Stored data entries

+++

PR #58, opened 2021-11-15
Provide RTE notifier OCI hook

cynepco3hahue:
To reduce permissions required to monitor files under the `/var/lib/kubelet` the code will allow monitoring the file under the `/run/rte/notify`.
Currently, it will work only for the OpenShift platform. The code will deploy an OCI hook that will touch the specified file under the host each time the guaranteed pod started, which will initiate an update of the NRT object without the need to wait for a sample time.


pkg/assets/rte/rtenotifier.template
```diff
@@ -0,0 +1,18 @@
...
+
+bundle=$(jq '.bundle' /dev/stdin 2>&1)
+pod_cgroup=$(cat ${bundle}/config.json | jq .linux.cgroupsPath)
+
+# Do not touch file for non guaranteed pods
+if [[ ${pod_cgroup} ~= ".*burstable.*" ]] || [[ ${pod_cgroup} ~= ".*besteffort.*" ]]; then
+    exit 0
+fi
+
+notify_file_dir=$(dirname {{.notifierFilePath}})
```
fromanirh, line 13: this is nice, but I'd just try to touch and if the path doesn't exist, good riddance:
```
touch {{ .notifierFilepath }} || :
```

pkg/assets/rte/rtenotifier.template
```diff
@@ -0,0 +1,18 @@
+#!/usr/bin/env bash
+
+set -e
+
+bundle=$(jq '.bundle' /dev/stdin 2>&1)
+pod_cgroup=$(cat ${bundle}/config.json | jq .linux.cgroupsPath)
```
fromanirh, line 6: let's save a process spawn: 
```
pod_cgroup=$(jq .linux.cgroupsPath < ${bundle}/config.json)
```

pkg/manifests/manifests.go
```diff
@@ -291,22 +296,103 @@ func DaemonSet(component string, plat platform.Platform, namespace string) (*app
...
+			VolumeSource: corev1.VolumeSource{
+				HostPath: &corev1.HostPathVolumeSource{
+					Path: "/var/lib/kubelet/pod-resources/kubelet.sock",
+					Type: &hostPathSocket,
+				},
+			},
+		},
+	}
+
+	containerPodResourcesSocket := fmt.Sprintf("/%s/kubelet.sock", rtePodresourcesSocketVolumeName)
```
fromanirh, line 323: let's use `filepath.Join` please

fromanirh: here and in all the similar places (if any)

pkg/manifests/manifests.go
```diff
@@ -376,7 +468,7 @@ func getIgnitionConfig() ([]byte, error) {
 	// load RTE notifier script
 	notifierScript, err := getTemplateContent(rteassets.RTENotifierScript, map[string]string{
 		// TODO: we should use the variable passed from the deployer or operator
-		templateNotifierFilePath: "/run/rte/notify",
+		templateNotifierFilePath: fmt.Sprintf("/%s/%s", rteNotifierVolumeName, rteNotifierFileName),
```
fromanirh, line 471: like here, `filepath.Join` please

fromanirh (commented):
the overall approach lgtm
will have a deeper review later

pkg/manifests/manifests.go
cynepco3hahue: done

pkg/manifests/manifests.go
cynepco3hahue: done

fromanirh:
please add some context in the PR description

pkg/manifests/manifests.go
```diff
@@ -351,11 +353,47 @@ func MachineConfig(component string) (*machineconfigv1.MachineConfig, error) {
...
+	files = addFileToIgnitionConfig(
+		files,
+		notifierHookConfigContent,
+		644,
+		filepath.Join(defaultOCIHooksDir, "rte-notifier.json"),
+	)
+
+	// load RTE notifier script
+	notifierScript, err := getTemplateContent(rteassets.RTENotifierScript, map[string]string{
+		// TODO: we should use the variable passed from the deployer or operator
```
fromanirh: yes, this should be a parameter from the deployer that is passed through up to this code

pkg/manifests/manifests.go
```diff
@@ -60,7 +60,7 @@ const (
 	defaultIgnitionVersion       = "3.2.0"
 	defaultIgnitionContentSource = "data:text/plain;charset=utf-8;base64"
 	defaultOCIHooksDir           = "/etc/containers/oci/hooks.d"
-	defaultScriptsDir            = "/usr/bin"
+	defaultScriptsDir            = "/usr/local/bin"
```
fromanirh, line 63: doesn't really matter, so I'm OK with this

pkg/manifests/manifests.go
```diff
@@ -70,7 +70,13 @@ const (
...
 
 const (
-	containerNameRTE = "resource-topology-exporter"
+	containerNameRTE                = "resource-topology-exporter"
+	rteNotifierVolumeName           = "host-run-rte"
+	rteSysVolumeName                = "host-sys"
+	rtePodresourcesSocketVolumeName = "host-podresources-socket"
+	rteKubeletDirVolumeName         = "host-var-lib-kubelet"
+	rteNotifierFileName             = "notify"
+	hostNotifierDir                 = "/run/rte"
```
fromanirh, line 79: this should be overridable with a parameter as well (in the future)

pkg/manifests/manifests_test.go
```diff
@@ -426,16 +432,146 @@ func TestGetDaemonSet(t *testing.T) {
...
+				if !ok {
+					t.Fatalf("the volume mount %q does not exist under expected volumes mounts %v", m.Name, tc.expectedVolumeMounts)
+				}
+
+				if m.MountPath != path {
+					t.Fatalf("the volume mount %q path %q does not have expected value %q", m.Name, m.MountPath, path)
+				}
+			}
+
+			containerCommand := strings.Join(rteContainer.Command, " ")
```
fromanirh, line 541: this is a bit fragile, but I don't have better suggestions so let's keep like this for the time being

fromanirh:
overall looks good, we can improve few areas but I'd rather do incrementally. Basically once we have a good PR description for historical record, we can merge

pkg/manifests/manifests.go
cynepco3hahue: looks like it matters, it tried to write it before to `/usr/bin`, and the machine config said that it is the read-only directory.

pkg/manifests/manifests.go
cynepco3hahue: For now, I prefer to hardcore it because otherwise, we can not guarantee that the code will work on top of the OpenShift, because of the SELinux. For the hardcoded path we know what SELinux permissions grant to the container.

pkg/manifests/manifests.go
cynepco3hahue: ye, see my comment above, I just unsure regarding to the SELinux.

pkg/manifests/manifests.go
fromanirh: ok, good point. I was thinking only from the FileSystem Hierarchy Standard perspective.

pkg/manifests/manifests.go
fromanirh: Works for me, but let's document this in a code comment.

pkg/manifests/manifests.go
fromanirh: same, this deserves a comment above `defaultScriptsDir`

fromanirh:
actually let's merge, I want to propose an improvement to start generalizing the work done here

+++

**WHAT YOU SHOULD DO:**
Output only a verbatim copy of the lines spanning from the line that contains "fromanirh: ok, good" to the end of the records above.

**OUTPUT FOR THIS EXERCISE:**
fromanirh: ok, good point. I was thinking only from the FileSystem Hierarchy Standard perspective.

pkg/manifests/manifests.go
fromanirh: Works for me, but let's document this in a code comment.

pkg/manifests/manifests.go
fromanirh: same, this deserves a comment above `defaultScriptsDir`

fromanirh:
actually let's merge, I want to propose an improvement to start generalizing the work done here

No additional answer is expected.